[Extracted information]

PR #1818, opened 2026-07-12
fix(dwallet-mpc): park internal presign sessions on missing network-key data instead of failing them terminally

omersadika:
## Problem

At epoch entry the VSS (Fast Schnorr) internal presign pools instantiate as soon as the network key installs — before the consensus-frozen off-chain validator key set is ingested — so their session-input construction fails with `NetworkDecryptionKeyNotReady`. `session_status_from_request` mapped every input error to terminal `SessionStatus::Failed`, killing the batch on every validator: `should_never_happen=true` error spam and terminally-dead sessions at every epoch entry, with the EdDSAVSS/SchnorrkelVSS/TaprootVSS pools starved until the stale-batch expiry (#1807) forgave the batch.

Proven live in CI run 29153674855: 222 `should_never_happen=true error=NetworkDecryptionKeyNotReady` errors at every epoch entry, 18 terminally failed sessions, EdDSA/Schnorrkel future-sign tests timing out while secp passes (vs green run 29162432790 on equivalent code). v4-gated (`internal_presign_sessions`), so no effect on the v3 mainnet rollout — but a v4-activation gate: at v4 it would starve EdDSA/Schnorrkel/Taproot NOA signing after every reconfiguration, and it makes the TS CI suite flaky today.

## Fix

Requests hitting the not-ready error class (`NetworkDecryptionKeyNotReady` / `WaitingForNetworkKey`, classified by the new `DwalletMPCError::is_network_key_data_not_ready()`) are **parked** in a new manager queue (`internal_presign_requests_pending_for_network_key_data`) and retried once per service iteration — per iteration, not per consensus round, because what they wait on (off-chain key ingest, async key install) completes on wall-clock time. On activation, an existing `WaitingForSessionRequest` entry is upgraded in place so peer messages that arrived while parked survive. Genuinely-fatal input errors remain terminal, and the reachable not-ready condition no longer logs `should_never_happen=true`.

**Why park rather than gate instantiation on readiness**: `next_internal_presign_sequence_number` is a single counter interleaved across all pools, and readiness is per-validator wall-clock — a validator that skipped a pool while another instantiated it would permanently desync every subsequent session identifier (sessions could never reach quorum). Parking consumes the sequence number at instantiation, so identifier derivation and the instantiated/completed batch counters stay committee-uniform. That also makes parking invisible to #1807's stale-batch expiry: no double-counting, and a pathological expiry-while-parked just adds a late-completing batch that the existing saturating-completion logic absorbs.

Also adds a parked-queue gauge (`ika_dwallet_mpc_internal_presign_requests_pending_for_network_key_data`), updates `dev-docs/specs/fast-schnorr-vss.md` (epoch-entry parking decision rule) and the mpc-stall playbook (the wedge signature is now a park line with no later activation line / a sustained non-zero gauge).

## Testing

- New integration test `test_internal_presign_vss_parks_until_off_chain_keys_ingested`: re-opens the epoch-entry window (empties the current-epoch key channel + resets the ingest state), asserts all three VSS pools park exactly one batch each with zero Failed sessions and no duplicate top-ups across extra rounds, then closes the window and asserts activation, completion, pool fill, and cross-validator counter uniformity.
- **Fault-injection validated** (dev-docs/playbooks/test-testing.md): with the parking guard disabled (pre-fix behavior), the test fails at the parking assert and the log reproduces the production signature exactly — 24 `should_never_happen=true error=NetworkDecryptionKeyNotReady` lines (6 sessions × 4 validators), zero park lines. With the fix: 24 park lines → 24 activate lines, zero errors, pass.
- All 5 `dwallet_mpc::integration_tests::internal_presign` tests green in release (1046s); clippy clean on ika-core + ika-types.

### DIFF
--- a/crates/ika-core/src/dwallet_mpc/dwallet_mpc_metrics.rs
+++ b/crates/ika-core/src/dwallet_mpc/dwallet_mpc_metrics.rs
@@ -197,6 +197,13 @@ pub struct DWalletMPCMetrics {
     /// pending-request gauges target.
     pub(crate) requests_pending_for_frozen_mpc_data: IntGauge,
 
+    /// Size of `DWalletMPCManager.internal_presign_requests_pending_for_network_key_data`
+    /// — internal presign sessions parked because the target network key's data
+    /// (typically the off-chain VSS validator key set at epoch entry) isn't
+    /// locally available yet. Transient non-zero values at epoch entry are
+    /// expected; sustained ones mean the key data never arrived.
+    pub(crate) internal_presign_requests_pending_for_network_key_data: IntGauge,
+
     /// One series per user session currently tracked in `DWalletMPCManager.sessions`,
     /// labeled by `session_seq` (as a string) and `state`. Value is 1 for the
     /// state the session is currently in, 0 for the other four states. Sessions that leave
@@ -489,6 +496,12 @@ impl DWalletMPCMetrics {
             requests_pending_for_frozen_mpc_data: register_int_gauge_with_registry!(
                 "ika_dwallet_mpc_requests_pending_for_frozen_mpc_data",
                 "Sessions parked waiting for the off-chain mpc_data freeze gate",
+                registry,
+            )
+            .unwrap(),
+            internal_presign_requests_pending_for_network_key_data: register_int_gauge_with_registry!(
+                "ika_dwallet_mpc_internal_presign_requests_pending_for_network_key_data",
+                "Internal presign sessions parked waiting for their network key's data to be locally available",
                 registry,
             )
             .unwrap(),
--- a/crates/ika-core/src/dwallet_mpc/dwallet_mpc_service.rs
+++ b/crates/ika-core/src/dwallet_mpc/dwallet_mpc_service.rs
@@ -497,6 +497,13 @@ impl DWalletMPCService {
             error!(error = ?e, "failed to ingest off-chain validator MPC keys");
         }
 
+        // Retry internal presign requests parked on missing network key data —
+        // per ITERATION, not per consensus round, because what they wait on
+        // (the ingest above / an asynchronous key install) completes on
+        // wall-clock time, and no new consensus round is guaranteed to follow.
+        self.dwallet_mpc_manager
+            .retry_internal_presign_requests_pending_for_network_key_data();
+
         self.sync_last_session_to_complete_in_current_epoch().await;
 
         // Process any pending network-owned-address sign requests.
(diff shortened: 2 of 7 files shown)


omersadika (commented):
**Review verdict: would approve** (posted as a comment — GitHub forbids self-approval, and this review runs under the author account). This closes the bug root-caused during the 1.2.0 release review ([artifact](https://claude.ai/code/artifact/ac3c4e16-048b-46b9-946e-0c616b8133e5), CI run 29153674855), and the implementation survives the three traps I went looking for:

**Verified in the diff:**
1. **The sequence-number trap is handled correctly** — `next_internal_presign_sequence_number += 1` runs on every path including park, so identifier derivation and the instantiated/completed batch counters stay committee-uniform while a validator defers. The design note on *why* park-not-gate (a skipped pool would permanently desync the shared counter) is exactly right, and it's what makes parking invisible to #1807's expiry accounting.
2. **The retry runs per service iteration, not in the round drain** — with the comment citing precisely the rule this codebase learned from the `missing_network_key` wedge post-mortem (wall-clock-fed inputs must never wait on consensus rounds). Placed right after the off-chain key ingest, so a completed ingest activates parked sessions in the same tick.
3. **The error class is narrow**: only `WaitingForNetworkKey | NetworkDecryptionKeyNotReady` park; `InvalidParameters` and everything else stays terminal — it doesn't swallow the #1736-class failure signals, and `should_never_happen` is dropped only for the genuinely-reachable transient.
4. **Buffered peer messages survive activation** (in-place `WaitingForSessionRequest` upgrade + `set_request_metadata`), and the "quorum already resolved it without us" guard drops stale parked requests instead of double-running.
5. **Test quality meets the test-testing playbook standard**: fault-injection validated, reproducing the production log signature exactly (24 `should_never_happen` lines with the guard disabled → 24 park/activate lines with it).
6. No conflict with #1816; the new gauge emission lands inside the rate-limited refresh and inherits the 1/s cadence for free.

**Two non-blocking observations:**
- The per-validator **expiry-round desync** in #1807 (separate v4-gate finding from the review) remains open — this PR correctly neither fixes nor worsens it; don't let the "parking is invisible to expiry" note read as closing that item.
- Only presign *instantiation* parks; a NOA sign session hitting the not-ready class would still fail terminally. NOA is dark, so fine — just a known boundary of the fix.

**Merge timing**: recommend landing **after** the 1.2.0 tag — the bug is unreachable at v3 (its only live effect is CI flake), the final evidence batch is running on the current main lineage, and v4 activation needs a later release anyway.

[/Extracted information]

Problem →
Leave out every line above except those from the line with "Proven live in" up to and including the line with "Requests hitting the", and copy those exactly.

Your solution →
Proven live in CI run 29153674855: 222 `should_never_happen=true error=NetworkDecryptionKeyNotReady` errors at every epoch entry, 18 terminally failed sessions, EdDSA/Schnorrkel future-sign tests timing out while secp passes (vs green run 29162432790 on equivalent code). v4-gated (`internal_presign_sessions`), so no effect on the v3 mainnet rollout — but a v4-activation gate: at v4 it would starve EdDSA/Schnorrkel/Taproot NOA signing after every reconfiguration, and it makes the TS CI suite flaky today.

## Fix

Requests hitting the not-ready error class (`NetworkDecryptionKeyNotReady` / `WaitingForNetworkKey`, classified by the new `DwalletMPCError::is_network_key_data_not_ready()`) are **parked** in a new manager queue (`internal_presign_requests_pending_for_network_key_data`) and retried once per service iteration — per iteration, not per consensus round, because what they wait on (off-chain key ingest, async key install) completes on wall-clock time. On activation, an existing `WaitingForSessionRequest` entry is upgraded in place so peer messages that arrived while parked survive. Genuinely-fatal input errors remain terminal, and the reachable not-ready condition no longer logs `should_never_happen=true`.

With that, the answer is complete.